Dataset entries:

PR #2386, opened 2026-07-06
fix: add warning logs and validation for pricing rate card silent defaults

### LINKED ISSUE #2381: Pricing rate card silently uses hardcoded defaults when environment variables are present but invalid — financial calculation errors go undetected
## Description

The `computeOrderPricing()` function in `lib/pricing.js` reads rate card parameters from environment variables using the helpers `parsePositiveInt()` and `parsePositiveFloat()` (pricing.js:30-40). When an environment variable is set to an invalid value (non-numeric, zero, or negative), these helpers **silently return the hardcoded DEFAULT** without any warning, log, or metric. This means:

1. If a deployer sets `TRUXIFY_RATE_PER_TONNE_KM=0`, the pricing silently falls back to the default of 50 paisa per tonne-km — a 500% price swing that goes completely undetected
2. If `TRUXIFY_TOLL_PER_KM=-100`, the pricing silently falls back to 200 paisa per km — the actual toll estimate is 200% wrong
3. If `TRUXIFY_PLATFORM_FEE_PCT=abc`, parsing returns `NaN` which fails the `Number.isFinite` check, so it silently falls back to 5% — the handler intended 0% but got 5%
4. If `TRUXIFY_HANDLING_FEE` is accidentally unset or empty during deployment, it silently falls back to ₹300 — the ops team might have intended ₹500
5. **No startup validation**: The `readRateCard()` function is called per-request (not cached at startup), so misconfigurations are not caught during deployment validation or CI

Because pricing is computed **per-order at request time** (not cached), every order transaction uses the potentially wrong rate card. A 1000-tonne, 2000km route at the wrong rate means thousands of rupees in financial impact per transaction.

The rate card values directly determine:
- `baseFreight` — driver payout
- `tollEstimate` — reimbursed to driver
- `platformFee` — platform revenue
- `totalAmount` — customer charge
- `netProfit` — driver margin analysis

A silent default fallback on any of these parameters distorts the marketplace economics for every single transaction on the platform until the misconfiguration is manually discovered.

## Expected Behavior

Invalid environment variable values should cause:
1. **A loud warning log** at startup when the rate card is first loaded
2. **A health check endpoint** exposing the actual resolved rate card values
3. **A CI validation step** that confirms all expected env vars are present and valid
4. **A startup crash** if critical parameters (RATE_PER_TONNE_KM, PLATFORM_FEE_PCT) are missing or invalid in production mode

## Actual Behavior

- `parsePositiveInt(process.env.TRUXIFY_RATE_PER_TONNE_KM, DEFAULTS.RATE_PER_TONNE_KM)` returns `50` (the fallback) when the env var is `"0"` — no log emitted
- `parsePositiveInt` passes `Number(raw)`, which returns `NaN` for non-numeric strings, `0` for `"0"`, and negative values as-is — all rejected by the `Number.isFinite(n) && n >= 0` check, causing silent fallback
- No logging, no metric, no health check
- No startup validation — the rate card is silently resolved at the first pricing call
- The `/health` endpoint on the backend does not expose resolved pricing parameters

## Affected Files

1. **`backend/api/src/lib/pricing.js`** — `readRateCard()` (lines 42-52), `parsePositiveInt` (lines 30-34), `parsePositiveFloat` (lines 36-40)
2. **`backend/api/src/config/db.js`** — startup configuration (should validate pricing env vars)
3. **`backend/api/src/middleware/logger.js`** — will receive new warning logs
4. **`backend/api/src/routes/healthRoutes.js`** — should expose rate card for monitoring
5. **`scripts/check-env.js`** — existing env validation script (should add pricing vars)
6. **`.env.example`** — update with clear validation rules

## Root Cause

The `parsePositiveInt`/`parsePositiveFloat` helpers were designed with a "fail-safe" approach: any invalid input returns a sensible default. However, in a financial system, fail-safe is dangerous because it masks configuration errors. The correct approach is "fail-fast" for invalid inputs combined with a validated deployment pipeline.

### 1. Add validation warnings to `readRateCard()`

```javascript
function readRateCard() {
  const envValue = process.env.TRUXIFY_RATE_PER_TONNE_KM;
  const parsed = parsePositiveInt(envValue, null); // null = no fallback
  if (parsed === null) {
    logger.warn({ env: 'TRUXIFY_RATE_PER_TONNE_KM', raw: envValue, fallback: DEFAULTS.RATE_PER_TONNE_KM },
      'Rate card: invalid env var, using default. Financial calculations may be wrong.');
    ratePerTonneKm = DEFAULTS.RATE_PER_TONNE_KM;
  } else {
    ratePerTonneKm = parsed;
  }
  // ... same for all other params
}
```

### 2. Add a `/health/config` endpoint exposing resolved rate card

```javascript
// healthRoutes.js
router.get('/config', authenticate, requireRole(['admin']), async (req, res) => {
  const rateCard = readRateCard();
  const envSources = {}; // record which env vars were used vs defaults
  return res.json({ rateCard, envSources, warnings });
});
```

### 3. Add startup validation in `db.js`

```javascript
function validateEnvironment() {
  const criticalVars = [
    'TRUXIFY_RATE_PER_TONNE_KM',
    'TRUXIFY_PLATFORM_FEE_PCT',
    'TRUXIFY_HANDLING_FEE',
  ];
  const warnings = [];
  for (const v of criticalVars) {
    const val = process.env[v];
    if (val === undefined || val === '' || Number(val) < 0 || isNaN(Number(val))) {
      if (process.env.NODE_ENV === 'production') {
        throw new Error(`Critical configuration ${v} is invalid or missing. Refusing to start.`);
      }
      warnings.push(`${v}=${val} is invalid, falling back to default`);
    }
  }
  if (warnings.length > 0) {
    logger.warn({ warnings }, 'Pricing configuration warnings');
  }
}
```

### 5. Add pricing validation in `computeOrderPricing()`

```javascript
if (totalAmount <= 0 || totalAmount > 10_000_000_00) { // max ₹10 crore in paisa
  logger.error({ input, totalAmount }, 'Computed pricing out of reasonable bounds');
  throw new RangeError('Computed pricing is out of acceptable range');
}
```

ionfwsrijan:
## Description

Fixes silent fallback to hardcoded defaults when pricing environment variables are present but invalid. Invalid env var values (non-numeric, zero, negative) were using defaults without any warning, causing undetected financial calculation errors.

### Changes

- **pricing.js**: Added `logger` import and warning logs in `parsePositiveInt`/`parsePositiveFloat` when env vars are missing, invalid, or out of range and defaults are used
- **db.js**: Added `validateConfig()` at startup that validates all 7 `TRUXIFY_*` pricing env vars — logs warnings for dev, throws errors in production
- **pricing.js**: Added runtime rate card validation in `computeOrderPricing` — ensures `ratePerTonneKm > 0` and `handlingFee >= 0`

### Impact

- Misconfigured pricing env vars are now detected at startup, not silently hidden
- Invalid values generate clear warning logs with the env var name and the fallback value
- In production, invalid critical vars cause startup failure rather than silent mispricing
- Every order pricing call validates rate card parameters are within reasonable bounds

Closes #2381


ionfwsrijan:

PR #2387, opened 2026-07-06
fix: strengthen idempotency middleware cache key and add in-flight detection

### LINKED ISSUE #2382: Idempotency middleware uses weak cache key with `'anonymous'` fallback — cross-user response poisoning and stale reply hazards
## Description

The `requireIdempotency` middleware (`lib/idempotency.js`) constructs the Redis cache key as:

```javascript
const cacheKey = `idempotency:${req.user?.id || 'anonymous'}:${idempotencyKey}`;
```

This has three interrelated flaws:

### Flaw 1: `'anonymous'` fallback for unauthenticated users

If the route using `requireIdempotency` is reachable without authentication (or if `req.user` is somehow undefined), **all unauthenticated requests with the same `X-Idempotency-Key` header share a single cache entry**. This means:
- User A sends a state-changing request with key `abc-123`
- User B sends a **different** state-changing request with the same key `abc-123`
- User B receives User A's cached response — a cross-user response poisoning vulnerability
- If the cached response contains user-specific data (order ID, amount, etc.), User B sees User A's data

### Flaw 2: No request body hash in cache key

The cache key only includes the user ID and the idempotency key header. Two different requests from the same user with the same idempotency key but **different request bodies** will hit the same cache entry. This means:
- User sends `POST /orders` with idempotency key `xyz` and body `{ "weight": 1000 }`
- The response is cached
- User retries with body `{ "weight": 2000 }` (intended to create a different order)
- The middleware returns the cached response from the first request
- The second order is never created but the user thinks it was

### Flaw 3: Cache returns stale data for already-updated resources

The cache TTL is 86400 seconds (24 hours) by default. If an idempotent operation succeeded but the underlying resource was later modified by another request, the cached "success" response is still returned for the same idempotency key — even though the operation would have different effects if run again. This is partially by design (idempotency means "run once"), but the 24-hour TTL means a client can't retry a genuinely failed operation that used the same key within 24 hours.

## Expected Behavior

1. Unauthenticated requests should be rejected or use a per-IP/device cache key
2. The cache key should include a hash of the request body
3. The TTL should be shorter (e.g., 1 hour) and configurable per-route
4. Cache entries should include the idempotency status (completed vs in-progress) to detect concurrent requests

## Actual Behavior

- Cross-user response poisoning: `'anonymous'` fallback creates shared cache
- Body-independent caching: same key + same user = same cached response regardless of request body
- 24-hour TTL prevents retry of genuinely failed operations
- No "in-flight" marker: if two requests arrive at the same time, both proceed past the idempotency check

## Affected Files

1. **`backend/api/src/lib/idempotency.js`** — entire file (59 lines) needs rewriting
2. **`backend/api/src/routes/orderRoutes.js`** — routes using `requireIdempotency`: verify-delivery (line 894), and any other routes
3. **`backend/api/src/middleware/auth.js`** — ensure `req.user` is always populated for protected routes

## Root Cause

The `'anonymous'` fallback was added as a defensive default without considering the security implications of shared cache keys. The absence of request body hashing was an oversight — the cache key was designed for simple "check if key exists" semantics, not for "check if this exact request was already processed." The 24-hour TTL was copied from Stripe's idempotency implementation without considering that Stripe's TTL matches API key lifetimes.

### 1. Add request body hash to cache key

```javascript
const bodyHash = crypto
  .createHash('sha256')
  .update(JSON.stringify(req.body) + (req.query ? JSON.stringify(req.query) : ''))
  .digest('hex')
  .slice(0, 16);
const cacheKey = `idempotency:${req.user?.id}:${bodyHash}:${idempotencyKey}`;
```

### 2. Replace `'anonymous'` with per-IP key for unprotected routes

```javascript
const userPart = req.user?.id || `ip:${req.ip}`;
const cacheKey = `idempotency:${userPart}:${bodyHash}:${idempotencyKey}`;
```

### 3. Add "in-flight" marker to detect concurrent requests

```javascript
const inFlightKey = `${cacheKey}:inflight`;
const inFlight = await redisClient.set(inFlightKey, '1', 'PX', 5000, 'NX'); // 5s timeout
if (!inFlight) {
  return res.status(409).json({ error: 'Request already in progress.' });
}
// ... continue processing, then delete inflight marker
```

### 4. Reduce default TTL and make configurable

```javascript
const ttl = ttlSeconds || 3600; // default 1 hour
```

### 5. Add Supabase transaction log

Add an `idempotency_log` table to record idempotent request outcomes for auditing:

```sql
CREATE TABLE idempotency_log (
  idempotency_key_hash text PRIMARY KEY,
  user_id uuid,
  route text NOT NULL,
  request_body_hash text NOT NULL,
  response_status int NOT NULL,
  created_at timestamptz DEFAULT now()
);
```

### 6. Add integration tests

- Test concurrent requests with same key → 409 Conflict
- Test requests with same key, different body → full processing allowed
- Test requests with same key, different user → full processing allowed per user

ionfwsrijan:
## Description

Fixes three interrelated flaws in the idempotency middleware: cross-user response poisoning via `'anonymous'` fallback, no request body differentiation, and stale reply hazards from 24-hour TTL.

### Changes

- **idempotency.js**: Added SHA-256 body hash (first 16 hex chars) to the cache key — different request bodies with the same idempotency key are now processed independently
- **idempotency.js**: Replaced `'anonymous'` fallback with per-IP identity (`req.ip`) for unprotected routes — prevents cross-user response poisoning
- **idempotency.js**: Added in-flight marker (Redis NX set with 30s TTL) — detects and rejects concurrent requests with 409 Conflict
- **idempotency.js**: Added `res.on('finish')` safety cleanup for in-flight markers
- **idempotency.js**: Reduced default TTL from 86400s (24 hours) to 3600s (1 hour)

### Impact

- Different users with the same idempotency key no longer share cache entries (prevents cross-user data leakage)
- Different request bodies with the same key are processed as separate operations
- Concurrent duplicate requests are detected early and return 409
- Stale cache entries expire after 1 hour instead of 24 hours

Closes #2382

### DIFF
--- a/backend/api/src/middleware/idempotency.js
+++ b/backend/api/src/middleware/idempotency.js
@@ -1,5 +1,6 @@
 import { redisClient } from '../config/db.js';
 import logger from './logger.js';
+import crypto from 'crypto';
 
 /**
  * Idempotency Middleware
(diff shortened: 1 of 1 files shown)


ionfwsrijan:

### Problem requirements
Above are the records; copy exactly the lines from the line with "- Invalid values" through the line with "fix: strengthen idempotency", both included.

### Output of the exercise
- Invalid values generate clear warning logs with the env var name and the fallback value
- In production, invalid critical vars cause startup failure rather than silent mispricing
- Every order pricing call validates rate card parameters are within reasonable bounds

Closes #2381


ionfwsrijan:

PR #2387, opened 2026-07-06
fix: strengthen idempotency middleware cache key and add in-flight detection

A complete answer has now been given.